В первые дни никто из молодежи не поверил этому. Ждали, что все разъяснится, что он так же вдруг объявится, как исчез, что он уехал куда-нибудь в глушь, в уединение, отдыхать. Зощенко говорил мне, что бегство такого человека в чужие страны было бы противоестественно, как переселение рыбы на жительство в горы: Ремизов и его уверял, будто бы счастлив, что просидел всю революцию в Петербурге и что эмигранты — пропащие люди. Но прошло еще некоторое время, и сам Ремизов позаботился рассеять сомнения: от него пришли письма из Ревеля, в которых он печалился обо всем покинутом, из множества околичностей выходило, будто он никогда не бежал бы, если бы его не заставили, либо чуть ли не похитили.

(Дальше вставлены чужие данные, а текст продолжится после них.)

PR #1072, opened 2019-04-19
Support disk provisioning on VM scale sets in Azure

piyush-nimbalkar:

In azure the VM apis in scale set are different from the ones using by normal VMs. Adding support to attach/detach disk to both kinds of VMs.
- If the scale set name is non empty we assume the VM is running inside a scale set. The instance id passed in such a case is the just the index (instance id) of the VM.
- For non-scale set VMs the scale set name will be empty and instance id will have the name of the VM.

Closes #

### DIFF
--- a/pkg/storageops/azure/vmsclient.go
+++ b/pkg/storageops/azure/vmsclient.go
@@ -1,0 +1,36 @@
+package azure
+
+import (
+	"github.com/Azure/azure-sdk-for-go/services/compute/mgmt/2018-06-01/compute"
+	"github.com/Azure/go-autorest/autorest"
+)
+
+// vmsClient is an interface for azure vm client operations
+type vmsClient interface {
+	// describe returns the VM instance object
+	describe(instanceID string) (interface{}, error)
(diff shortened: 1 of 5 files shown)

С этого момента Ремизов не переставал писать наполненные жалобами, тоскою, иногда даже отчаянные письма с перепевами своих плачей и причитаний о России. Он продолжал за границей пестовать Обезьянью великую и вольную палату, и рассказывали, будто вывез с собою и носил на груди в ладанке горсть родной русской земли. Он вывез с собою даже русского черта, и много позже, в Париже, передавалось, будто бы держит этого черта в кухне, у плиты, в каменном угле или в брикетах, вероятно потому, что русскому черту во всяком ином французском месте слишком чисто. Однако, будучи много лет спустя в Париже, я увидел, что русский черт отступился от Ремизова бесповоротно, — расскажу об этом позже.
Тогда же, в год эмиграции Ремизова из Петербурга, вся его писательская сложность в моих глазах упростилась, сделавшись преимущественно голым явлением стиля.
У Горького бывали в литературе особые нелюбви, пристрастия, недружелюбия и даже ненависти. Так как литература не делилась им на живую и мертвую, но вся существовала в одном беспрерывном ряду писателей, стоявших поближе и подальше от Горького, то, например, с Капнистом или Хемницером у него могли быть столь же оживленные отношения, как с Пришвиным или Пастернаком. В свой объективизм оценок он умел вносить страшно много личного, и были литературные репутации, с которыми он сводил счеты всю жизнь.
Именно так он не любил Достоевского. Это была не только неприязнь политическая и объективная, неприязнь к автору «Дневника» и «Бесов». Нет, Горький не мог простить Достоевскому его каких-то интимных интонаций, создающих музыку морали, окраску всей системы чувствования писателя. В конце концов, Горький прожил огромную и сложно построенную жизнь, не изменив изречению, прославившему его молодость: «Человек — это великолепно!.. Это звучит... гордо!» А сколько раз литература вспоминала Достоевского в связи с иным изречением: «Человек — подлец: ко всему привыкает»? Меня поразило, когда я узнал, что Горький предложил считать своего Луку просто жуликом, как всех «примирителей». Но потом я увидел в этом образец его жестокой последовательности. Достоевский в силу иной последовательности, конечно, не был бы к Луке так безжалостен.
Воспринявший от Достоевского его мораль, а в общественной мысли — его национализм, Ремизов должен был сделаться естественным антиподом Горького. Где-то в далеких началах они встретились за четьи-минеями, почти в начетнической любви к письменности, к литере. Но выводы из одной и той же книги они сделали разные, и цели их разминулись. Ремизов видел в русских людях необыкновенно много заманчивого, влекущего, выступал их плакальщиком и ушел от русской земли, унеся с собой горстку ее в ладанке. Горький же находил в «российском человеке» столько невнятного, отталкивающего, звериного, однако всегда оставался с русской землей не символично, а в беспримерно страстной действенной связи. И опять последовательно и со всем холодом он отвергал и содержание ремизовской мысли, и всю его хитроумную, изощренную технологию.